**WHAT THIS TASK INVOLVES**: Output only the lines from the start of the entries through the line holding "- Cache previous". Each line must match the original exactly.

#### DATA

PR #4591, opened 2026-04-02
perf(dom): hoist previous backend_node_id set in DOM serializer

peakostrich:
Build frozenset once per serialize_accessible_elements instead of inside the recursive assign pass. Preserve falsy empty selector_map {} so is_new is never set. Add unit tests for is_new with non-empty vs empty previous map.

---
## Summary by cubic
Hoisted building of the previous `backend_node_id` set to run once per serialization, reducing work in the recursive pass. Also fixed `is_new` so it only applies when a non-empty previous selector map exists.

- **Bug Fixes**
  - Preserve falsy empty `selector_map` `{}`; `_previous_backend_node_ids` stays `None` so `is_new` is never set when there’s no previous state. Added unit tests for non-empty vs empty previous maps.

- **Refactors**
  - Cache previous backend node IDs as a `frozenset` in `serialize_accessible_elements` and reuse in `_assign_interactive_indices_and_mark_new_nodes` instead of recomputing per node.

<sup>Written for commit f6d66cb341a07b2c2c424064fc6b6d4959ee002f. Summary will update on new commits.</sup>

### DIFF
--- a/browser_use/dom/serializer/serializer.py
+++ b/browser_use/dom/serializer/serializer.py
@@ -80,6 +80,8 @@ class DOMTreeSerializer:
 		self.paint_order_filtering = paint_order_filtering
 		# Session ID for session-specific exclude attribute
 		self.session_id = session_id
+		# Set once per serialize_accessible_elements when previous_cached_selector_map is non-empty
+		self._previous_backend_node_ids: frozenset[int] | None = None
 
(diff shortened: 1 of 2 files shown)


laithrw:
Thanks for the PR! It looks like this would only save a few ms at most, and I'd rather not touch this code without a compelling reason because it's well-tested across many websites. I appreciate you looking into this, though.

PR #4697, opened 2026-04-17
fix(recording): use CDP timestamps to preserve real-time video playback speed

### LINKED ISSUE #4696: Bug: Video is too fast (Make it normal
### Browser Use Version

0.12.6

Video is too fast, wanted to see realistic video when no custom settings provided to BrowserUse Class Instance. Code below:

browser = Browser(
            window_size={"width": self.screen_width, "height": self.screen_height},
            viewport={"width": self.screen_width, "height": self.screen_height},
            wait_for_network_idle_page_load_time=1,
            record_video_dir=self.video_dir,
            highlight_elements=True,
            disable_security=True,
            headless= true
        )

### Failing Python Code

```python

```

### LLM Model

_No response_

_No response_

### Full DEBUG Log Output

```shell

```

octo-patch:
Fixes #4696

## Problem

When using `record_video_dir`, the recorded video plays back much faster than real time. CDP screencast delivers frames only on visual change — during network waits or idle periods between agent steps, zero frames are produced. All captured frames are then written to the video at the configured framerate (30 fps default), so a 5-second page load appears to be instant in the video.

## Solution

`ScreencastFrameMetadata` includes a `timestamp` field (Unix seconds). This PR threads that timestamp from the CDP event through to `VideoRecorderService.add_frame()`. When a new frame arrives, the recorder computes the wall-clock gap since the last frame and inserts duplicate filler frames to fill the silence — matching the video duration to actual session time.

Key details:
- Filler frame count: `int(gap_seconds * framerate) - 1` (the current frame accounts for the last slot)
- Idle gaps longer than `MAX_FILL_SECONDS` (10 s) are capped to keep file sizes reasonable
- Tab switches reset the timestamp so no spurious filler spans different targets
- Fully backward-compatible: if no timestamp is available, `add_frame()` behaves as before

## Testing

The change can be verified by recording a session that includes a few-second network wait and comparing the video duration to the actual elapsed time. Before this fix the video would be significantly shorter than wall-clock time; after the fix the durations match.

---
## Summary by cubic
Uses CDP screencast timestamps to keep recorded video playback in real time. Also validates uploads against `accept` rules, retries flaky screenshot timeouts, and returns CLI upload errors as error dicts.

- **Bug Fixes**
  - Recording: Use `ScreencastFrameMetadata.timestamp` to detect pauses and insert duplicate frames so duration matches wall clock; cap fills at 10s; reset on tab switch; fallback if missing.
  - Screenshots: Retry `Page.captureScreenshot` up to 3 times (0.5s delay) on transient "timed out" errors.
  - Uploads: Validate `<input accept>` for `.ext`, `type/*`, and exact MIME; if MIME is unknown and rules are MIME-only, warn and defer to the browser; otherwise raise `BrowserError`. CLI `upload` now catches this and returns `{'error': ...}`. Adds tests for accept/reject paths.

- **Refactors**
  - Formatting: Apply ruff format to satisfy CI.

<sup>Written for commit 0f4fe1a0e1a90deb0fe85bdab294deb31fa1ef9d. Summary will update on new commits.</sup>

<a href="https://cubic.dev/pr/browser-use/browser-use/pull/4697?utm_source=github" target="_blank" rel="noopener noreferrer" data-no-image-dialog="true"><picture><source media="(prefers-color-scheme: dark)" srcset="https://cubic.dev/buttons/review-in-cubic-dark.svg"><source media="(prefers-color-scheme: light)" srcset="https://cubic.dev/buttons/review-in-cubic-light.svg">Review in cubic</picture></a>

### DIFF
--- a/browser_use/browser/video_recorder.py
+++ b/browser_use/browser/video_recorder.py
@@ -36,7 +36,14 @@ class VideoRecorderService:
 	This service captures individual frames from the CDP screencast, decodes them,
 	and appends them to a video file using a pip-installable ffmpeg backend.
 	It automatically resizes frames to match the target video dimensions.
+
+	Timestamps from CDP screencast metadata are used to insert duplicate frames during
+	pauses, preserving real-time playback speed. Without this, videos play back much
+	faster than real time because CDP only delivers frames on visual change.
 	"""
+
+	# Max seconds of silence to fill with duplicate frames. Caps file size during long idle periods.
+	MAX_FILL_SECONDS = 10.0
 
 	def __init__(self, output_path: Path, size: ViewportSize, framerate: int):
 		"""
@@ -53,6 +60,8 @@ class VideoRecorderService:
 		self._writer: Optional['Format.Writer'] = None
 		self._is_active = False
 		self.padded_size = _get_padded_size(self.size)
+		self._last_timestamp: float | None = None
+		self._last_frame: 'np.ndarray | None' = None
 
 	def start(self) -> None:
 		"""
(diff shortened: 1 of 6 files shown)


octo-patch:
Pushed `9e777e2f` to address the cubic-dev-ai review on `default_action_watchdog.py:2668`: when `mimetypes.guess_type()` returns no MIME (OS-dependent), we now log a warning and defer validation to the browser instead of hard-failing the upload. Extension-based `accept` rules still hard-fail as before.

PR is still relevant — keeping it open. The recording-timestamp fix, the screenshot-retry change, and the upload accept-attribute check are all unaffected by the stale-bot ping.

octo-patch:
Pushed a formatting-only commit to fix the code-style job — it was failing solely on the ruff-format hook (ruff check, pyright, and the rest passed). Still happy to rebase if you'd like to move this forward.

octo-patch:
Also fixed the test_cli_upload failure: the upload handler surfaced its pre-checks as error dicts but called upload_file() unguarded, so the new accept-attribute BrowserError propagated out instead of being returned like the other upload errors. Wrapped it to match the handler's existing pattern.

########

**EXPECTED OUTPUT**:
PR #4591, opened 2026-04-02
perf(dom): hoist previous backend_node_id set in DOM serializer

peakostrich:
Build frozenset once per serialize_accessible_elements instead of inside the recursive assign pass. Preserve falsy empty selector_map {} so is_new is never set. Add unit tests for is_new with non-empty vs empty previous map.

---
## Summary by cubic
Hoisted building of the previous `backend_node_id` set to run once per serialization, reducing work in the recursive pass. Also fixed `is_new` so it only applies when a non-empty previous selector map exists.

- **Bug Fixes**
  - Preserve falsy empty `selector_map` `{}`; `_previous_backend_node_ids` stays `None` so `is_new` is never set when there’s no previous state. Added unit tests for non-empty vs empty previous maps.

- **Refactors**
  - Cache previous backend node IDs as a `frozenset` in `serialize_accessible_elements` and reuse in `_assign_interactive_indices_and_mark_new_nodes` instead of recomputing per node.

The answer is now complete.